Properties of Point Estimators

Bias and Variance are the most normally studied properties of point estimators. They notify us about the estimators. The bias of an estimator is the difference between its estimates and the correct values in the data. Naturally, it is a measure of how close or far is the estimator to the actual data points. That the estimator is trying to estimate. All of those models would be trained on different sample sets Xᵢ, Yᵢ for the factual data. That resultant in their parameters taking different values of θ in an offer to explain, fit and estimate that specific sample finest.

The bias of an estimator

  • The bias of an estimator for parameter θ is well-defined as;

bias ˆ θ( m ) = E ˆ θ m ⎡ ⎣ ⎤ ⎦ − θ

  • The estimator is unbiased if bias(ˆ θ m )=0 which implies that;

E ⎣ ˆ θ m ⎦ = θ

  • An estimator is asymptotically unbiased if

lim m→∞ bias ˆ θ ( m) = 0

Variance and Standard Error

One more property of an estimator is that how much we imagine the estimator to differ as a function of the data sample. As we computed the probability of the estimator to decide its bias so we may compute its variance. The variance of an estimator is just Var ( ) where the random variable is the training set. The square root of the variance is named the standard error, denoted SE( ).

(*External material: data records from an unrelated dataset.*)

PR #5891, opened 2025-07-13
 setup playright

tachyons:
TODO


tachyons:
@abhisek regarding the playright package

tachyons:
cc @blazethunderstorm

salmoneatenbybear:
@tachyons after this PR, contest specs started to fail which I think is because of reliance on Selenium and headless chrome.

Importance of Standard Error

It deals with how we would expect the estimate to be different as we obtain different samples from the same distribution. We can define the standard error of the mean as;

Importance of Standard Error

  • Where σ2 is the factual variance of the samples x(i)
  • The standard error is frequently estimated using an estimate of σ
  • Though not unbiased, the approximation is sensible.
  • The standard deviation is a smaller amount and underestimates than a variance.

Standard Error in Machine Learning

We repeatedly estimate generalization error by computing error on the test set. There is a number of samples in the test set that determine its accuracy. Meanwhile, the mean will be normally distributed as according to Central Limit Theorem, we can compute the probability that true expectation falls in any selected interval. For example, 95 percent confidence interval centered on the mean is

Standard Error in Machine Learning

Machine learning algorithm A is better than Machine learning algorithm B if the upper bound of A is less than the lower bound of B.

Confidence Intervals for error

95 percent confidence intervals for error estimate

Confidence Intervals for error

Trading-off Bias and Variance

Bias and Variance measure two varied bases of error of an estimator. Bias measures the estimated deviation from the factual value of the function or parameter. Variance delivers a measure of the expected deviation that any particular sampling of the data is likely to cause.